An Angry Review

Earlier today there was a little dust up about a review of our book that launched last week. The woman who wrote the review was quite triggered by her perception of our ‘made up stories’ and our ‘fake book’. in addition, she claimed that many of us were not really ready to help others as we were too deeply within our own work to be able to offer any assistance to others. I am not sure how she got these impressions but indeed she did.

With such a deep experience of love encircling me the last 18 days, I experienced  this with a great deal of equanimity but wanted to respond none-the-less as there were inaccuracies in her posted review.  It felt like a nice balance between knowing it did not really matter and wanting to speak up for what is true without judgement of her. This was my reply below:

I must speak out and let you know that you are mistaken. As one of the authors of this book I can tell you that no one I know of in this group of women did anything but struggle for months to share deeply personal stories of personal journeys to inspire others. I can only speak for myself but I have the idea that I may never be done with challenges in this journey called life, and that as such am a better teacher, friend, and mentor to myself and others. From that space, with humility, I do offer anyone who resonates with my story a chance to experience and learn what I have experienced about the nature of Love and the Reality of Life.

I can usually be found in a place of loving contribution and see myself as a benevolent and beneficial presence on this earth. And when I am not that, believe me, I am more unhappy than anyone else I might encounter. In order to heal myself, I use the very same skills I offer clients to find my way back to myself and the heart of love again. And here, Heaven awaits.

I carry in my heart the knowing that all of us are just one step away from the deepest pain or the deepest joy. And we create that as we are responsible for our where we place our attention.

All my love, Katherine

Predator Prey

Waking up Scared and truly deeply wanting something else. Afraid even to talk about IT lest some parent, friend or God forbid, potential client of mine think that I am weak and lost and not ‘in charge’ in this process of life. Ok. I admit it. When this comes over me, I am not in charge. I want to be. I desperately want to be, but that seems to invite more of the same for this moment at least, Scared is in charge. Pause.

I do know that Scared is scared about money and life. Scared in me is based on my old stories ~ not remembering who I am. Or what is important to me. Scared is just about staying alive based on old rules. Rules I am constantly arguing with, but not ignoring yet. Or I would not be entertaining Scared.

Scared is me remembering myself  as a small curled up animal that has a life that is bound by the journey of either being the predator, or equally as unfriendly but more deadly, the prey. Never Safe or Calm,  knowing how quickly I can and do turn from one to the other, and back. sigh.

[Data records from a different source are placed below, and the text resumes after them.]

PR #1441, opened 2025-03-12
slonik: add regression test

alxndrsn:
Checks for regression of https://github.com/gajus/slonik/commit/96db9f08faefb0e7da0cc0d817d9e8fae361e590

* added new tests
* ran against previous `slonik` version and noted both new tests fail (https://github.com/alxndrsn/odk-central-backend/actions/runs/13810839468).

Could have tested at the API level, but this way has less dependence on other code, so should be less likely to break for unrelated reasons.

No effect - just tests.

No.


sadiqkhoja:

For one moment when the check comes in, the client calls, my boyfriend says he loves me, for one instant I feel safe and then just as quickly … the thought of how can I hold on to this, protect it, keep it and stay safe? in that One second later, the fear returns and now, I have something to lose that someone wants, so I am prey.

That game, is never satisfying. Always when I am with Scared, I cannot find peace. Even for the moment that I have ‘enough money’, or ‘more power’ or ‘more love’ than someone else and feel temporarily safe … i am always waiting with Scared for someone or something to pop my balloon, take what I have or leave me ALONE, empty and afraid; deflate the dream that I am safe, and show me that my fear is right and I will loose it all and well…let’s admit it, right? die.

Scared is Scared of everything. And that just sucks. And just in case you are wondering, Partly Afraid, a Little Worried,  are as deadly as Scared.

But Love? I know Love is on the other side of that. Not Scared. Not sucking the life out of people and things by holding on. Not demanding. Not controlling. Not Needy. Not Scared.

To Love I must is step out of the game with Scared. Entirely. Game over.  See Life Flow.

The new game I must first STOP looking at the Fear. Stop Treating it as REAL. Stop ARGUING with it, STOP thinking that I can MASTER IT…
and I cross over breathing deeply, one thought. One wisdom thought, ‘Look with Love’.

I look into THE FIELD OF LOVE. And require myself to see with Love. To forgive what I haven’t seen. To see what is around me, to see what is within me. To appreciate, To allow, To soften, To look steadily at Love.  To honor myself and the Love that flows within me and between all of us. Then when I look again I see a different Reality.  I love. In love. My fear ceases to exist. It was never real.

From SCARED, the ‘game’ of  the terrified animal of predator prey, I transform to  SACRED, the Truth of a joyous creature of Loving.

It is not magic. It is in me to do. Look at Truth.

It is trading my reality and seeing with new eyes, in an instant, the life of my dreams. I let down my guard and instantly I live in love and peace and joy.

And, IF I CAN, sister, believe me. You can too.